(Stored data entries)
>>

Issue #103, opened 2026-04-25
PlayProvider: rethink init-owning vs context-only mode (architecture options)


spencerc99:
## Context

Discovered while debugging a bug where `window.cursorClient` was null on Spencer's website after upgrading to the post-#102 `@playhtml/react`. Root cause turned out to be version skew between `@playhtml/react` and `playhtml` core (one had the new lifecycle, the other didn't), but the investigation surfaced architectural questions worth discussing about the new two-mode `<PlayProvider>` design.

## Current design (Option A): init-owning vs context-only

Post-#102, `<PlayProvider>` has two modes determined by whether `initOptions` is passed:

- `<PlayProvider initOptions={...}>` → init-owning, calls `playhtml.init()`.
- `<PlayProvider>` (bare) → context-only, does **not** call init.

**Pros:**
- Explicit single init site (in theory).
- Aligns with the philosophy that init is a global, idempotent operation.

**Cons:**
- **Breaking change**: previously, `<PlayProvider>` (bare) called `init({})`. Users relying on that get a silently-broken app — context-only providers sit in `isLoading=true` forever if nothing ever calls init.
- **Hydration-order footgun in multi-root apps (Astro `client:only`, micro-frontends)**: if a context-only island hydrates before the init-owning root, it observes `isLoading=true` until the root catches up. Subtle and hard to debug.
- **Implicit mode-switching**: the same component does totally different things depending on whether a prop is passed. The intent isn't grep-able from a usage site.

## Option B: Same options everywhere

Encourage every `<PlayProvider>` to pass the same `initOptions`. `playhtml.init()` is idempotent so duplicates are no-ops.

**Pros:**
- No "which one is the root?" question. Any provider that mounts can trigger init.
- Backward-compatible for the common single-root case.
- Robust to refactors — moving a component into a new island doesn't break it.

**Cons:**
- Configuration duplication / drift risk.
- "Late init-owning provider with different options" silently has its options dropped (current behavior logs a one-time warning, which helps).

## Option C: Construction/provision split (matches React Query / Apollo)

Separate "init the singleton" from "provide context to React":

\`\`\`ts
// Module load or top-level script:
playhtml.init({ cursors: { enabled: true, ... } });

// Anywhere in the React tree(s):
<PlayProvider>
  <App />
</PlayProvider>
\`\`\`

[...]

PR #112, opened 2026-05-03
playprovider init for multiple providers

spencerc99:
Addresses #103.

## Summary

This keeps the existing `<PlayProvider>` bootstrap contract while moving readiness ownership into the core `playhtml` singleton.

- Adds public `playhtml.isLoading` and `playhtml.ready` lifecycle signals.
- Makes duplicate/concurrent `playhtml.init()` calls share the same readiness promise instead of returning early.
- Adopts an existing global `window.playhtml.ready` promise when another compatible playhtml instance has already initialized the page.
- Rejects all waiting init callers when core setup fails instead of leaving duplicate callers pending forever.
- Updates `<PlayProvider>` to still call `playhtml.init()` on mount, but wait for `playhtml.ready` before marking React context as ready.
- Surfaces PlayProvider init failures to React error boundaries instead of marking the provider ready after a failed init.
- Adds `playhtml` as an explicit peer dependency for `@playhtml/react`, now requiring a core version with the readiness contract.

## Why

The architectural question in #103 came from the post-#102 split between init-owning and context-only provider modes. Making bare `<PlayProvider>` context-only was clean conceptually, but it broke existing usage where a bare provider bootstraps playhtml.

This PR takes the lower-risk path:

- Keep bare `<PlayProvider>` backward-compatible.
- Keep configured `<PlayProvider initOptions={...}>` working as before.
- Make core init idempotence stronger so multiple providers and multi-root apps do not race local loading state against global singleton readiness.
- Avoid hangs when React and core observe an already-initialized compatible singleton or a failed setup path.
- Avoid hiding hard init failures behind a falsely-ready React context.

## Implementation Notes

Core now tracks a one-time readiness lifecycle:

- `initStarted` flips synchronously when the first `playhtml.init()` begins.
- `readyPromise` is shared by all duplicate `init()` callers.
- `isLoading` flips false only after the first provider sync path sets up elements and marks them ready.
- Existing compatible `window.playhtml.ready` promises are reused rather than shadowed by an unresolved local promise.
- Setup failures reject the shared readiness promise so callers can fail instead of hanging.
- `resetPlayHTML()` resets the readiness state for test isolation, including cases where setup started but never completed.

React now initializes `hasSynced` from `playhtml.isLoading` and waits on `playhtml.ready` when available. It falls back to the `init()` promise for compatibility with older core shapes during local test/mocking scenarios. If readiness rejects, `<PlayProvider>` stores that failure and throws during render so an app-level error boundary can handle it.

## Validation

- `packages/playhtml`: `/Users/spencerchang/.bun/bin/bun --bun run test` — 20 files, 162 tests passed.
- `packages/react`: `/Users/spencerchang/.bun/bin/bun --bun run test` — 5 files, 23 tests passed.
- `packages/playhtml`: `/Users/spencerchang/.bun/bin/bun --bun run build` — passed.
- `packages/react`: `/Users/spencerchang/.bun/bin/bun --bun run build` — passed.

Builds still emit the existing API Extractor warning that the bundled TypeScript version is older than the project TypeScript version.


spencerc99:
@claude review

PR #116, opened 2026-05-07
cursors: anchor to content when container has a CSS transform

spencerc99:
## Summary

Cursors now anchor to content when the cursor `container` has its own CSS transform (pannable / zoomable canvas). The library reads the live transform matrix from `getComputedStyle()` and stores cursor coordinates in the container's local coordinate space, so two clients with different pan/zoom agree on a cursor's content position; each viewer's CSS transform then maps that position to their own viewport pixels.

- New behavior is opt-in via the existing `cursors.container` option — no new API surface.
- Default (`container = document.body`, no transform) is unchanged.
- `website/fridge.tsx` opts in by setting `container: ".content"`. Cursors now follow the word a user is hovering, regardless of either user's pinch-zoom or pan.
- Updated `CLAUDE.md` to require a changeset for any change under `packages/`.

The math undoes only the matrix's linear (a, b, c, d) part — `getBoundingClientRect()` already absorbs the translate component, so applying the full inverse would subtract translate twice. This was the bug fixed after initial Playwright testing.

## Test plan

- [x] `bun run -C packages/playhtml test` — 156 tests pass, including 2 new tests for the transformed-container path (DOMMatrixReadOnly is stubbed because jsdom doesn't ship one).
- [x] `bunx tsc --noEmit -p packages/playhtml` — clean.
- [x] Two real browser tabs against staging partykit, distinct identities, different pan/zoom transforms. With pageA hovering its "world" word, pageB renders pageA's cursor inside pageB's "world" word's bounding box. Verified with both identity transforms (sub-pixel match) and very different transforms (scale 1.5+pan vs scale 0.8+opposite-pan).
- [x] Manually verified in fridge with two windows.
- [x] Spot-checked non-fridge page — `container` undefined → matrix branch skipped → original behavior preserved.

### DIFF
--- a/.changeset/cursor-transformed-container.md
+++ b/.changeset/cursor-transformed-container.md
@@ -1,0 +1,5 @@
+---
+"playhtml": patch
+---
+
+Cursors now anchor to content when the cursor `container` has its own CSS transform (e.g. a pannable, zoomable canvas). The library reads the live transform matrix from `getComputedStyle()` and stores cursor coordinates in the container's local coordinate space, so two clients with different pan/zoom agree on a cursor's content position; each viewer's CSS transform then maps that position to their own viewport pixels. Default behavior is unchanged when `container` is `document.body` (no transform → identity matrix).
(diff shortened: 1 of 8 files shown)


spencerc99:
@claude review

<<

- Task directions: Print each record again. Nothing may be left out.

- Answer section:
Issue #103, opened 2026-04-25
PlayProvider: rethink init-owning vs context-only mode (architecture options)


spencerc99:
## Context

Discovered while debugging a bug where `window.cursorClient` was null on Spencer's website after upgrading to the post-#102 `@playhtml/react`. Root cause turned out to be version skew between `@playhtml/react` and `playhtml` core (one had the new lifecycle, the other didn't), but the investigation surfaced architectural questions worth discussing about the new two-mode `<PlayProvider>` design.

## Current design (Option A): init-owning vs context-only

Post-#102, `<PlayProvider>` has two modes determined by whether `initOptions` is passed:

- `<PlayProvider initOptions={...}>` → init-owning, calls `playhtml.init()`.
- `<PlayProvider>` (bare) → context-only, does **not** call init.

**Pros:**
- Explicit single init site (in theory).
- Aligns with the philosophy that init is a global, idempotent operation.

**Cons:**
- **Breaking change**: previously, `<PlayProvider>` (bare) called `init({})`. Users relying on that get a silently-broken app — context-only providers sit in `isLoading=true` forever if nothing ever calls init.
- **Hydration-order footgun in multi-root apps (Astro `client:only`, micro-frontends)**: if a context-only island hydrates before the init-owning root, it observes `isLoading=true` until the root catches up. Subtle and hard to debug.
- **Implicit mode-switching**: the same component does totally different things depending on whether a prop is passed. The intent isn't grep-able from a usage site.

## Option B: Same options everywhere

Encourage every `<PlayProvider>` to pass the same `initOptions`. `playhtml.init()` is idempotent so duplicates are no-ops.

**Pros:**
- No "which one is the root?" question. Any provider that mounts can trigger init.
- Backward-compatible for the common single-root case.
- Robust to refactors — moving a component into a new island doesn't break it.

**Cons:**
- Configuration duplication / drift risk.
- "Late init-owning provider with different options" silently has its options dropped (current behavior logs a one-time warning, which helps).

## Option C: Construction/provision split (matches React Query / Apollo)

Separate "init the singleton" from "provide context to React":

\`\`\`ts
// Module load or top-level script:
playhtml.init({ cursors: { enabled: true, ... } });

// Anywhere in the React tree(s):
<PlayProvider>
  <App />
</PlayProvider>
\`\`\`

[...]

PR #112, opened 2026-05-03
playprovider init for multiple providers

spencerc99:
Addresses #103.

## Summary

This keeps the existing `<PlayProvider>` bootstrap contract while moving readiness ownership into the core `playhtml` singleton.

- Adds public `playhtml.isLoading` and `playhtml.ready` lifecycle signals.
- Makes duplicate/concurrent `playhtml.init()` calls share the same readiness promise instead of returning early.
- Adopts an existing global `window.playhtml.ready` promise when another compatible playhtml instance has already initialized the page.
- Rejects all waiting init callers when core setup fails instead of leaving duplicate callers pending forever.
- Updates `<PlayProvider>` to still call `playhtml.init()` on mount, but wait for `playhtml.ready` before marking React context as ready.
- Surfaces PlayProvider init failures to React error boundaries instead of marking the provider ready after a failed init.
- Adds `playhtml` as an explicit peer dependency for `@playhtml/react`, now requiring a core version with the readiness contract.

## Why

The architectural question in #103 came from the post-#102 split between init-owning and context-only provider modes. Making bare `<PlayProvider>` context-only was clean conceptually, but it broke existing usage where a bare provider bootstraps playhtml.

This PR takes the lower-risk path:

- Keep bare `<PlayProvider>` backward-compatible.
- Keep configured `<PlayProvider initOptions={...}>` working as before.
- Make core init idempotence stronger so multiple providers and multi-root apps do not race local loading state against global singleton readiness.
- Avoid hangs when React and core observe an already-initialized compatible singleton or a failed setup path.
- Avoid hiding hard init failures behind a falsely-ready React context.

## Implementation Notes

Core now tracks a one-time readiness lifecycle:

- `initStarted` flips synchronously when the first `playhtml.init()` begins.
- `readyPromise` is shared by all duplicate `init()` callers.
- `isLoading` flips false only after the first provider sync path sets up elements and marks them ready.
- Existing compatible `window.playhtml.ready` promises are reused rather than shadowed by an unresolved local promise.
- Setup failures reject the shared readiness promise so callers can fail instead of hanging.
- `resetPlayHTML()` resets the readiness state for test isolation, including cases where setup started but never completed.

React now initializes `hasSynced` from `playhtml.isLoading` and waits on `playhtml.ready` when available. It falls back to the `init()` promise for compatibility with older core shapes during local test/mocking scenarios. If readiness rejects, `<PlayProvider>` stores that failure and throws during render so an app-level error boundary can handle it.

## Validation

- `packages/playhtml`: `/Users/spencerchang/.bun/bin/bun --bun run test` — 20 files, 162 tests passed.
- `packages/react`: `/Users/spencerchang/.bun/bin/bun --bun run test` — 5 files, 23 tests passed.
- `packages/playhtml`: `/Users/spencerchang/.bun/bin/bun --bun run build` — passed.
- `packages/react`: `/Users/spencerchang/.bun/bin/bun --bun run build` — passed.

Builds still emit the existing API Extractor warning that the bundled TypeScript version is older than the project TypeScript version.


spencerc99:
@claude review

PR #116, opened 2026-05-07
cursors: anchor to content when container has a CSS transform

spencerc99:
## Summary

Cursors now anchor to content when the cursor `container` has its own CSS transform (pannable / zoomable canvas). The library reads the live transform matrix from `getComputedStyle()` and stores cursor coordinates in the container's local coordinate space, so two clients with different pan/zoom agree on a cursor's content position; each viewer's CSS transform then maps that position to their own viewport pixels.

- New behavior is opt-in via the existing `cursors.container` option — no new API surface.
- Default (`container = document.body`, no transform) is unchanged.
- `website/fridge.tsx` opts in by setting `container: ".content"`. Cursors now follow the word a user is hovering, regardless of either user's pinch-zoom or pan.
- Updated `CLAUDE.md` to require a changeset for any change under `packages/`.

The math undoes only the matrix's linear (a, b, c, d) part — `getBoundingClientRect()` already absorbs the translate component, so applying the full inverse would subtract translate twice. This was the bug fixed after initial Playwright testing.

## Test plan

- [x] `bun run -C packages/playhtml test` — 156 tests pass, including 2 new tests for the transformed-container path (DOMMatrixReadOnly is stubbed because jsdom doesn't ship one).
- [x] `bunx tsc --noEmit -p packages/playhtml` — clean.
- [x] Two real browser tabs against staging partykit, distinct identities, different pan/zoom transforms. With pageA hovering its "world" word, pageB renders pageA's cursor inside pageB's "world" word's bounding box. Verified with both identity transforms (sub-pixel match) and very different transforms (scale 1.5+pan vs scale 0.8+opposite-pan).
- [x] Manually verified in fridge with two windows.
- [x] Spot-checked non-fridge page — `container` undefined → matrix branch skipped → original behavior preserved.

### DIFF
--- a/.changeset/cursor-transformed-container.md
+++ b/.changeset/cursor-transformed-container.md
@@ -1,0 +1,5 @@
+---
+"playhtml": patch
+---
+
+Cursors now anchor to content when the cursor `container` has its own CSS transform (e.g. a pannable, zoomable canvas). The library reads the live transform matrix from `getComputedStyle()` and stores cursor coordinates in the container's local coordinate space, so two clients with different pan/zoom agree on a cursor's content position; each viewer's CSS transform then maps that position to their own viewport pixels. Default behavior is unchanged when `container` is `document.body` (no transform → identity matrix).
(diff shortened: 1 of 8 files shown)


spencerc99:
@claude review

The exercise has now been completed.